- Interactive map of Motonobaru Site
- 31°49′23″N 131°16′57″E﻿ / ﻿31.82306°N 131.28250°E
- Type: settlement
- Periods: Jōmon period
- Location: Miyazaki, Miyazaki, Japan
- Region: Kyushu

Site notes
- Discovered: 2000
- Public access: None

= Motonobaru Site =

Archaeological site in Japan

The Motonobaru Site (本野原遺跡, Motonobaru iseki) is an archaeological site consisting of a complex settlement trace primarily from the Jōmon period, located in the Tano neighborhood of the city of Miyazaki, Miyazaki Prefecture on the of Kyushu Japan. The site was designated a National Historic Site of Japan in 2004. More than 100 pit dwellings have been excavated, and along with the Yokomine Site on Tanegashima, it is the largest ring settlement to have been found in western Japan.

==Overview==
Motonobaru Site is located on a plateau at an elevation of approximately 180 meters on an alluvial fan at the foot of Mt. Wanitsukayama.
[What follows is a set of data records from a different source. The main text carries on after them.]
Issue #17, opened 2021-05-28
Consolidate unique keys of objects to use UUID


connortann:
An idea for a refactoring

Objects have a few different unique keys that are used throughout the code:

- UUID
- Part name (name of .xml file when unzipped)
- XML node

Would be good to standardise on using UUID

andy-beer:
The main change here is for resqpy classes to accept uuid as the primary key when instantiating from existing RESQML objects (ie. from xml). Use of the xml root node arg then triggers a deprecated warning. For backward compatibility, it is preferable for the new uuid arg to come after the existing root_node (or equivalent) arg.

PR #44, opened 2021-06-04
WIP: More extensive base class, handling XML/HDF attributes

### LINKED ISSUE #20: Base class for common attributes and methods
We could create a base class, and inherit from this in all other resqml class objects.

This could help reduce duplication of code, and standardise common attributes and methods.

The base class could handle things such as:
- uuid creation / lookup
- Full resqml type (e.g. WellboreFeatureInterpretation)
- `__eq__`, `__str__`, __repr__`, and other generic magic methods
- High-level methods for reading and saving to disk

It would also help make the classes more robust: we could have generic Model methods that would be compatible with any class that inherits from Base.

connortann:
An attempt to implement a Base Class for resqml objects, that handles loading and saving simple (not nested) properties to XML and HDF5

Builds on existing #68

Should help make progress towards #52 and #17

### DIFF
--- a/resqpy/olio/attributes.py
+++ b/resqpy/olio/attributes.py
@@ -1,0 +1,150 @@
+""" Easy attributes for defining what should be saved to XML & HDF5 """
+
+import logging
+from abc import abstractmethod
+from dataclasses import dataclass
+
+import resqpy.olio.xml_et as rqet
+import resqpy.olio.weights_and_measures as bwam
+from resqpy.olio.xml_namespaces import curly_namespace as ns
+
+
+logger = logging.getLogger(__name__)
+    
+
+class BaseAttribute:
+
+    xml_types = dict(
+        double           = dict(dtype=float, xml_ns='xsd'),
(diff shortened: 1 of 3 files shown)


connortann:
@andy-beer it would be great to get your thoughts on this initial implementation of the base class idea.

Some particular questions:

1. Do you agree with the choice of default attributes and methods, to be inherited by most simple resqml objects?
2. Are you happy with the api design that object is either created new or loaded from XML, depending on whether the `uuid` parameter is given? (An alternative might be to require "load_from_xml" to be called explicitly)
3. Does it make sense to you for `self.root` and `self.part` to be dynamically retrieved using `self.uuid`, or should they be treated some other way?
4. Is the order of operations correct for simple use cases, in particular the loading from XML and add_as_part?

Nb. It might be simplest review / merge #45 first, as this branch builds on tests written in that branch.

connortann:
@andy-beer  I've split these changes out into two separate chunks: the fundamental base class that I think is ready for your review is now in a separate PR , #68 .

connortann:
Closing for now, idea parked

PR #45, opened 2021-06-04
Add IO tests for resqpy.organise and resqpy.well objects

connortann:
Ready for review & merge

### DIFF
--- a/resqpy/organize.py
+++ b/resqpy/organize.py
@@ -12,6 +12,7 @@ log.debug('organize.py version ' + version)
 # from lxml import etree as et
 
 import math as maths
+import warnings
 
 import resqpy.olio.xml_et as rqet
 import resqpy.olio.uuid as bu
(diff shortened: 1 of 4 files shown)


resqpy/organize.py
```diff
@@ -74,23 +75,29 @@ def create_xml_has_occurred_during(model, parent_node, hod_pair, tag = 'HasOccur
 class OrganizationFeature():
    """Class for generic RESQML Organization Feature objects."""
 
-   def __init__(self, parent_model, root_node = None, extract_from_xml = True, feature_name = None, organization_kind = None):
+   def __init__(self, parent_model, uuid=None, root_node = None, extract_from_xml = True, feature_name = None, organization_kind = None):
```
andy-beer, line 78: Some resqpy code, and some Bifröst Labs code, might use a positional argument for the root_node when calling methods like this. Ideally we would scan these two repositories for such calls when making changes like this, otherwise something will break.

PR #49, opened 2021-06-07
Blocked well add interpretation and feature convenience

emmanesbit:
Added convenience function to quickly create wellbore interpretation and wellbore feature objects for a blocked well object. 
Other minor bug fixes.

### DIFF
--- a/resqpy/well.py
+++ b/resqpy/well.py
@@ -3013,6 +3013,10 @@ class BlockedWell:
       return xyz, rqet.uuid_for_part_root(self.trajectory.crs_root)
 
    def create_feature_and_interpretation(self):
+      """Instantiate new empty WellboreFeature and WellboreInterpretation objects
+      
+      Uses the Blocked well citation title as the well name
+      """
       self.wellbore_feature = rqo.WellboreFeature(parent_model=self.model,feature_name=self.trajectory.title,extract_from_xml=False)
       self.wellbore_interpretation = rqo.WellboreInterpretation(parent_model=self.model,extract_from_xml=False,wellbore_feature=self.wellbore_feature)
       self.trajectory.wellbore_interpretation = self.wellbore_interpretation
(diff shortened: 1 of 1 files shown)


resqpy/well.py
```diff
@@ -865,7 +866,7 @@ def load_from_xml(self, node, hdf5_source_model = None):
       md_datum_part = relatives_model.part_for_uuid(md_datum_uuid)
       assert md_datum_part, 'md datum part not found in model'
       self.md_datum = MdDatum(self.model, md_datum_root = relatives_model.root_for_part(md_datum_part))
-      ds_uuid = bu.uuid_from_string(rqet.find_tag(rqet.find_tag(node, 'DeviationSurvey'), 'UUID'))
+      ds_uuid = bu.uuid_from_string(rqet.find_tag_text(rqet.find_tag(node, 'DeviationSurvey'), 'UUID'))
```
connortann, line 869: I saw Andy wrote some functions for nested tag lookup, could perhaps be useful?

```suggestion
      ds_uuid = bu.uuid_from_string(rqet.find_nested_tags_text(node, ['DeviationSurvey', 'UUID']))
```

resqpy/well.py
```diff
@@ -3007,6 +3012,12 @@ def xyz_marker(self, active_only = True):
       xyz = self.trajectory.xyz_for_md(md)
       return xyz, rqet.uuid_for_part_root(self.trajectory.crs_root)
 
+   def create_feature_and_interpretation(self):
```
connortann, line 3015: Could have a docstring if it's a public method (or else, could give an underscore prefix to the name to make this a private method):

```suggestion
   def create_feature_and_interpretation(self):
      """Instantiate new empty WellboreFeature and WellboreInterpretation objects
      
      Uses the Blocked well citation title as the well name
      """
```

connortann (approved):
Added two comments for suggested tweaks, up to you whether to change. Otherwise looks good!

emmanesbit:
> Added two comments for suggested tweaks, up to you whether to change. Otherwise looks good!

I think I've accepted them both, good spot on the nested_tags_text and missing docstring, thanks!

PR #50, opened 2021-06-07
New convenience functions to add wellboreinterp and feature 

emmanesbit:
New convenience functions for wellboremarkerframe and trajectory, to allow easy adding of wellboreinterpretation and wellborefeature objects.

### DIFF
--- a/resqpy/lines.py
+++ b/resqpy/lines.py
@@ -15,6 +15,7 @@ from resqpy.olio.xml_namespaces import curly_namespace as ns
 import resqpy.olio.write_hdf5 as rwh5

In 2000, the Tano Town Board of Education conducted an archaeological excavation in conjunction with a prefectural farmland conservation and improvement project, and found that it was a complex of ruins of a large-scale village that began in the Japanese Paleolithic period and continued into the Jōmon period. This is extremely rare in the Kyushu region or indeed anywhere in western Japan west of Aichi Prefecture. The village was constructed in a ring shape of about 100 meters in diameter with earthen storage pits, dug pillar buildings, and pit dwellings centered around a central plaza. The pit dwellings are concentrated on the north and east sides of the ring, and earthen pits are distributed on the outside adjacent to the plaza. There is considerable overlap on the foundations of these structures, indicating that they were rebuilt over centuries of occupation. Some of them were found to contain carbonized nuts, where as other contained bone powder, and thus may have been graves. The plaza itself is thought to be a ritual space, wit a stone arrangement and earthen pits at the center.

On the north side of the ring, dug-out pillared buildings are lined up in an orderly north–south direction. Eleven buildings with dug-out pillars were found in a row and 10 in a ring, but the pillar holes in three of the rows were extremely large, 80 cm in diameter, which is similar to those in eastern Japan. In addition, a road with a hardened surface has been confirmed in the northwestern part of the village.

A large amount of Jōmon pottery was excavated from the southeastern slope, totaling 179,237 pieces with a total weight of 2.8 tons. Most of the excavated artifacts are earthenware, and a high proportion of the stone tools are food processing tools such as grinding stones and stone plates. It is speculated that the village moved westward, based on the fact that ruins and excavated artifacts are most densely distributed on the west side of the village. In addition, 173 impressions of maize weevils were found, accounting for more than half of the total number of maize weevil excavated during the Jōmon period nationwide. In 2016, cockroach egg sacs were discovered in the impressions of Jōmon pottery excavated at this site, and was reported to be the oldest cockroach in Japan. This species cockroach is native to southern China, and it is thought that it may have come to this site by boat.

The site is approximately 18 minutes by car from Tano Station on the JR Kyushu Nippō Main Line.